***** DATA EXCERPTS *****

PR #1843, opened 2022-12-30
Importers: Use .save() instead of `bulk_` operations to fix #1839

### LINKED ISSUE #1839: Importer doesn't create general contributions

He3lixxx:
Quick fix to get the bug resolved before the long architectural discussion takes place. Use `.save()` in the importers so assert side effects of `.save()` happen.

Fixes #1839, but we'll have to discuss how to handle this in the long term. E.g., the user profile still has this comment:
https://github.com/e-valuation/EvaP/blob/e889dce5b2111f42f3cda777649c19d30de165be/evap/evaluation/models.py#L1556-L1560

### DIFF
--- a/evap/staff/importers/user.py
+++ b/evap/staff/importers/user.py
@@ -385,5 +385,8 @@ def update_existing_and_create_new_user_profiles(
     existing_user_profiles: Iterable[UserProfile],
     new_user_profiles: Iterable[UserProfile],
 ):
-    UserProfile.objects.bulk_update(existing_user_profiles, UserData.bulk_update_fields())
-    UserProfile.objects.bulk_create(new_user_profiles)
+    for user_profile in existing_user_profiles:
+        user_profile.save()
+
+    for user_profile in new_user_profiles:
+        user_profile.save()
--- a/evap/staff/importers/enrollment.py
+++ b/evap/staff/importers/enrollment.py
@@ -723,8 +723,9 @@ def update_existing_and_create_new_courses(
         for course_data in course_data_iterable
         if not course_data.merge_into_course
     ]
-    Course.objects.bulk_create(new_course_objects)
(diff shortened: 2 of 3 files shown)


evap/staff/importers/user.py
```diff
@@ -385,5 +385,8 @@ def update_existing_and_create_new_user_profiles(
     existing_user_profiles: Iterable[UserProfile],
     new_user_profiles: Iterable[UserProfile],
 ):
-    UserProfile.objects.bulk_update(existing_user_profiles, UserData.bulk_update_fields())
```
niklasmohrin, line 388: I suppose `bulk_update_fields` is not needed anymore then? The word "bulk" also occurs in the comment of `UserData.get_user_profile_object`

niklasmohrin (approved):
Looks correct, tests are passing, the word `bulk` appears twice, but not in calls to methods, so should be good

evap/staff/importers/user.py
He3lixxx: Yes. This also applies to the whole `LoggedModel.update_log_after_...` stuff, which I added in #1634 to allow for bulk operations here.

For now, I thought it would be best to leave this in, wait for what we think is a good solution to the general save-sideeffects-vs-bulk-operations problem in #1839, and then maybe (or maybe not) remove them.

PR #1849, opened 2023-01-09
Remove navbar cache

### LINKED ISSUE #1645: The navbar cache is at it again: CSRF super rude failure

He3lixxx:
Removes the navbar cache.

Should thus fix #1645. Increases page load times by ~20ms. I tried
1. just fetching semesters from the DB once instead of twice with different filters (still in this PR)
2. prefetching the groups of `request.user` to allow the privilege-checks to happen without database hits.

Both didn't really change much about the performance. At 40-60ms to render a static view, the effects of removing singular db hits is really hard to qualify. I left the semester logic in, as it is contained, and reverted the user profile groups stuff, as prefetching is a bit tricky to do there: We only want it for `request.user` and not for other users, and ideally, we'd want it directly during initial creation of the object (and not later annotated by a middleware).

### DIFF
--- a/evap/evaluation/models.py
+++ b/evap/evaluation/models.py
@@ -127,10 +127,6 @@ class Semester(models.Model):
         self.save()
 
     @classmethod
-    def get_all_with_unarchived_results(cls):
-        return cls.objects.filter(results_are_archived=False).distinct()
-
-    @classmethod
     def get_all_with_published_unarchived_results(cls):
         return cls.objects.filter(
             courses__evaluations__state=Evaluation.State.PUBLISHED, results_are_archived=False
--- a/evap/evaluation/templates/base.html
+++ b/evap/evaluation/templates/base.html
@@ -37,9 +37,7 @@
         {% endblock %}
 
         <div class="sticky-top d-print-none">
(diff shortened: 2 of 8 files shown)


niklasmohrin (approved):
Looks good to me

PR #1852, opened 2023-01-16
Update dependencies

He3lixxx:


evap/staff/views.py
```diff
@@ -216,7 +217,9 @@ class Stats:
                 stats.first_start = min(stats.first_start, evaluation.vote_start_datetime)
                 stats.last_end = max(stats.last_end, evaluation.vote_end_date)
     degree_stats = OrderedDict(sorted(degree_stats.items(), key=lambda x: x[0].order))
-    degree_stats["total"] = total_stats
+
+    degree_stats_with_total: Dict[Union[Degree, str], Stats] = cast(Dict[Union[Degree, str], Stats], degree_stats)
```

*****
***** DATA EXCERPTS *****

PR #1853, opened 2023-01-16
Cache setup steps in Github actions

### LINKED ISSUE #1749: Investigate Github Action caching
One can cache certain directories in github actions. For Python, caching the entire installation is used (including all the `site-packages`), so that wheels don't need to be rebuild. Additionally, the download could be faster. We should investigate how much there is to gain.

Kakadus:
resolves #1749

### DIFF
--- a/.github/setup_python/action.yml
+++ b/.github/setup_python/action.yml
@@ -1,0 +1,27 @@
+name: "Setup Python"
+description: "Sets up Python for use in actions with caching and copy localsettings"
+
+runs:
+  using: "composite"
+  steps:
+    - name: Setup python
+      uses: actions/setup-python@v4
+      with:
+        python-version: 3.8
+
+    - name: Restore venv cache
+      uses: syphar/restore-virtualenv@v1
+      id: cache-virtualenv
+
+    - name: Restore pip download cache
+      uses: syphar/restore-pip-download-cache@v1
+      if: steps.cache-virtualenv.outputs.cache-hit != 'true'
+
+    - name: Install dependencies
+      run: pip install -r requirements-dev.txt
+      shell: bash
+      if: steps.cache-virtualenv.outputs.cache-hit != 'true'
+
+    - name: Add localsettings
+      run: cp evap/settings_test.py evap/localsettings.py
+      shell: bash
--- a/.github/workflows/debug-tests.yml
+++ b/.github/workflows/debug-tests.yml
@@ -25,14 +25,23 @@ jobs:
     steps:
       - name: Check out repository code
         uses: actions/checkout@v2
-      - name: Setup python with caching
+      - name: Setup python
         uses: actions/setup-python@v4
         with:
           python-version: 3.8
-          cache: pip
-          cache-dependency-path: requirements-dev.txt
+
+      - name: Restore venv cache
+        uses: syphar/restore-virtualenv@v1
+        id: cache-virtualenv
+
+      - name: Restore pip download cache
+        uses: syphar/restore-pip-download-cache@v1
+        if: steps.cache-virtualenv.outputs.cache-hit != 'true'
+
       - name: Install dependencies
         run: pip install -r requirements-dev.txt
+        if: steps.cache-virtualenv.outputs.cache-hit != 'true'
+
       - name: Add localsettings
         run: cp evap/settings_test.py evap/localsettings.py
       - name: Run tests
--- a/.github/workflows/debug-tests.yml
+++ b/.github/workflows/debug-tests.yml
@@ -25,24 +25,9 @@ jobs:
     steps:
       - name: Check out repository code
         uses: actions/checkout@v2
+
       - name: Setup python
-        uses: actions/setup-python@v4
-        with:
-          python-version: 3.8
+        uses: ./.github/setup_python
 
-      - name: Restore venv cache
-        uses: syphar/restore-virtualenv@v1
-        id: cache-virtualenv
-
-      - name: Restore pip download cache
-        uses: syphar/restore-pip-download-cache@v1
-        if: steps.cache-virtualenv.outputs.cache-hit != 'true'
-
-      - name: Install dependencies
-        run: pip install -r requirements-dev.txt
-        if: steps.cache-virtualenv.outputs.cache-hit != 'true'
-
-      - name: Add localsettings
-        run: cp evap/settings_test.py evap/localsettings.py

*****

▶ _DESCRIPTION OF THE TASK_: Where the word "LINKED" occurs in a line of the records, copy that line.

▶ _RESPONSE BOX_:
### LINKED ISSUE #1839: Importer doesn't create general contributions
### LINKED ISSUE #1645: The navbar cache is at it again: CSRF super rude failure
### LINKED ISSUE #1749: Investigate Github Action caching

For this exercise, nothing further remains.